24 Settembre 2024

Le conseguenze dell’inerzia del locatore nell’escutere il conduttore

di Saverio Luppino, Avvocato Scarica in PDF

Cassazione civile, sez. III, Ordinanza del 26.04.2024 n. 11219, Pres. R. G. A. Frasca, Est. P. Spaziani

Massima : « In tema di locazione immobili urbani ad uso diverso da quello abitativo la condotta del locatore che richiede l’integrale pagamento dei canoni maturati, nonostante l’inerzia nell’escutere il conduttore anche se per un fatto a lui imputabile e per un tempo tale da far ragionevolmente ritenere al debitore che il diritto non sarà più esercitato, non è sufficiente a far desumere la volontà tacita di rinunciare al proprio diritto».

CASO

Il Tribunale di Trento dichiarava risolto per inadempimento del conduttore Tizio, titolare della ditta individuale Alfa, il contratto di locazione, relativo a un immobile ad uso commerciale, stipulato con la società Beta.

In particolare, il giudice di prime cure accertava il mancato pagamento da parte di Tizio dei canoni di locazione dal febbraio 2015 al marzo 2020, rigettando l’eccezione di compensazione avente ad oggetto il controcredito relativo a forniture e condannando lo stesso a pagare a Beta la somma di Euro 125.000,00.

Nonostante l’appello del conduttore, la Corte territoriale di Trento rigettava il gravame confermando integralmente la pronuncia di primo grado.

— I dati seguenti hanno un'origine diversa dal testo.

PR #5239, opened 2024-03-09
test environment could be more realistic

davepacheco:
This PR makes a few changes to the environment that gets set up with a `ControlPlaneTestContext` in order to make it more realistic:

- Fix up the Omicron zones to match up with simulated sled agents: for the components that we start up (e.g., Clickhouse, CockroachDB, etc.), we now create associated `OmicronZoneConfig` objects and `PUT` them to the corresponding sled agent.  The net result of this is that an inventory collected from the system comes much closer to reflecting what's actually present.
- Fix up the switch zone components to match up with simulated sled agents:
    - Prior to this, we started up two Dendrite instances and two MGD instances.  But we only started one simulated sled agent and it reported itself as a Gimlet, not a Scrimlet.  We also started an MGS, but it was not lined up with any of this.
    - Now, we start up two simulated sled agents and they both report as Scrimlets.  (The second Scrimlet is marked non-provisionable because a bunch of tests assumed there was only one provisionable sled and I didn't think it was useful to fix that here.)
    - Now, there's one each of Dendrite, MGS, and MGD on each of the two simulated Scrimlet sled agents.

The net result is that inventory collections are more like real systems and so the resulting internal DNS is also more like a real system.  There's nothing in this PR that relies on that but there's a test in #5212 that does and that's how I tested this.


smklein (approved):
Makes a lot of sense to me, I was also poking at `nexus/test-utils/src/lib.rs` and wondering how to make the dependencies on the inventory "more real" in our simulated environment.

PR #5242, opened 2024-03-11
Add Error::not_found variant

jmpesp:
Add a variant to our external Error so that a 404 can be returned without requiring a ResourceType - adding one may not make sense for a particular endpoint.

### DIFF
--- a/common/src/api/external/error.rs
+++ b/common/src/api/external/error.rs
@@ -71,6 +71,11 @@ pub enum Error {
 
     #[error("Conflict: {}", .message.display_internal())]
     Conflict { message: MessagePair },
+
+    /// A generic 404 response. If there is an applicable ResourceType, use
+    /// ObjectNotFound instead.
+    #[error("Not found: {}", .message.display_internal())]
+    NotFound { message: MessagePair },
 }
 
 /// Represents an error message which has an external component, along with
@@ -199,6 +204,7 @@ impl Error {
             | Error::InsufficientCapacity { .. }
             | Error::InternalError { .. }
             | Error::TypeVersionMismatch { .. }
+            | Error::NotFound { .. }
             | Error::Conflict { .. } => false,
         }
     }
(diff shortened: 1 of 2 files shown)


common/src/api/external/error.rs
```diff
@@ -300,6 +306,15 @@ impl Error {
         Error::Conflict { message: MessagePair::new(message.into()) }
     }
 
+    /// Generates an [`Error::NotFound`] with a specific message.
+    ///
+    /// This is used in cases where a generic 404 is required. For cases where
+    /// there is a ResourceType, use a function that produces
+    /// [`Error::ObjectNotFound`] instead.
+    pub fn not_found(message: impl Into<String>) -> Error {
```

Tizio, pertanto, proponeva ricorso per cassazione sulla base di quattro motivi e Beta si difendeva con controricorso.

SOLUZIONE

La Corte di cassazione rigettava il ricorso e condannava Tizio alla rifusione delle spese di lite.

QUESTIONI

Tizio con il primo motivo denunciava la violazione o falsa applicazione del combinato disposto degli artt. 437 c.p.c. – come richiamato dall’art 447 bis c.p.c. – e 81 c.p.c..

Nello specifico il ricorrente lamentava la decisione della Corte d’Appello di ritenere inammissibile l’eccezione di difetto di legittimazione attiva di Beta poiché sollevata solamente in detta sede.

Tuttavia, Tizio dichiarava di essere venuto a conoscenza dell’iscrizione del pignoramento immobiliare – poi cancellato – sull’immobile oggetto di locazione solamente dopo il deposito della sentenza di primo grado. In ragione di tale circostanza, lo stesso aveva sollevato in sede d’appello la suddetta eccezione ritenendo la legittimazione attiva esclusivamente in capo al custode.

I giudici di secondo grado ritenevano, ad ogni modo, rigettavano tale eccezione poiché, oltre alla tardività della stessa, la legittimazione del custode non esclude quella della debitrice esecutata, quale proprietaria e locatrice del bene pignorato.

La Corte di cassazione interveniva sul punto – procedendo unicamente alla correzione della motivazione ex art. 384, ultimo comma, c.p.c. – rilevando come i motivi di decisione dei giudici del gravame fossero erronei, nonostante il dispositivo risultasse conforme al diritto.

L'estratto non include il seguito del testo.